日本発ラグジュアリーブランドが生まれない理由 製品開発論研究者が語る日本流ものづくりの限界
特に課題となるのは、社長さん、あなたの『ラグジュアリーとはこういうものだ』というものの見方、つまり、ラグジュアリー観です。そこからガラッと変えることができますか?」
こんなことを実務家の人に言うにも、誤解されずに十分にこちらの意を尽くすように伝えるのは難しい。相手のものの見方の根本から、覆そうとする物言いになってしまう。実際には口にせず、こちらの胸にずっと苦いもどかしさがわだかまってきた。
ラグジュアリーへの「哲学」が欠けている
筆者は縁あって、日本の工芸やファッションアパレル業界の調査取材の機会に恵まれてきた。また、2017年から2019年にかけて、フランスのEHESS(社会科学高等研究院)の国際共同研究プロジェクトに参加して、日仏のクラフト業界の比較調査に加わった。

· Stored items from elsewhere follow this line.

PR #599, opened 2026-06-15
feat: treat version as int

AlexanderLanin:
Warning: this is based on unreleased process_description

Note: consumer test on score module fails, as that pulls last released process description.

### DIFF
--- a/MODULE.bazel
+++ b/MODULE.bazel
@@ -70,6 +70,11 @@ http_file(
 )
 
 bazel_dep(name = "score_process", version = "1.5.4")
+git_override(
+    module_name = "score_process",
+    commit = "1c7867b85a1c1ca915bd516cb60ef2e9c1904975",
+    remote = "https://github.com/eclipse-score/process_description.git",
+)
 
 # Provide the tools from the devcontainer to Bazel
 bazel_dep(name = "score_devcontainer", version = "1.7.0")
--- a/MODULE.bazel
+++ b/MODULE.bazel
@@ -72,7 +72,7 @@ http_file(
 bazel_dep(name = "score_process", version = "1.5.4")
 git_override(
     module_name = "score_process",
-    commit = "1c7867b85a1c1ca915bd516cb60ef2e9c1904975",
+    commit = "0113471d1dbb58d0890dae2569b18af69cd2025f",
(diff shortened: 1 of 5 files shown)


src/extensions/score_metamodel/checks/check_options.py
MaximilianSoerenPollak, line 39: Could you not do: 


```suggestion
    if isinstance(raw_value, str | int):
```
to check both?

src/extensions/score_metamodel/checks/check_options.py
```diff
@@ -43,9 +43,15 @@ def _get_normalized(need: NeedItem, key: str) -> list[str]:
         raw_list = cast(list[object], raw_value)
         for item in raw_list:
             if not isinstance(item, str):
```
MaximilianSoerenPollak:
```suggestion
if not all(isinstance(item, str) for item in raw_list)
```

Making it shorter / more efficent with list comprehension?

MODULE.bazel
```diff
@@ -70,6 +70,11 @@ http_file(
 )
 
 bazel_dep(name = "score_process", version = "1.5.4")
+git_override(
+    module_name = "score_process",
+    commit = "1c7867b85a1c1ca915bd516cb60ef2e9c1904975",
```
MaximilianSoerenPollak: Probably should now adapt this to the latest commit that was just merged.

MaximilianSoerenPollak (dismissed):
Just some small simplification. 

But overall this looks good and we can merge it. 

All things mentioned are nitpicks and can be done in future PR's

src/extensions/score_metamodel/checks/check_options.py
AlexanderLanin: yes and no. I would keep it separate as casting int to a str feels like a dirty temporary workaround. Hence the comment.

src/extensions/score_metamodel/checks/check_options.py
AlexanderLanin: done

MODULE.bazel
AlexanderLanin: used latest commit hash. requested process 1.6.0 for later today

MaximilianSoerenPollak (approved):
LGTM 💯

このプロジェクトはLVMHの本社がスポンサーとなり、調査協力も得られたので、非常に貴重な知見を得られた。
さまざまな消費財の分野で、日本には優れた技能を持つ職人人材も、また高品質の素材も、才能あるデザイナーも揃っている。消費者の目も肥えている。そこに目を向ければ、日本からラグジュアリーブランドが輩出される要素は揃っているように見える。
しかし日本には、素材はあるが、それを実際にラグジュアリーに持っていくための「ラグジュアリー哲学」が、きわめて乏しい。言葉を選ばずに口にすると、日本で生活消費財の製造に携わる人々の多くは、あまりにも「無邪気な職人」なのである。
だからこそ、彼らは真面目にいいものをつくることができるのかもしれない。同時に、だからこそ彼らはラグジュアリーを理解することが難しい。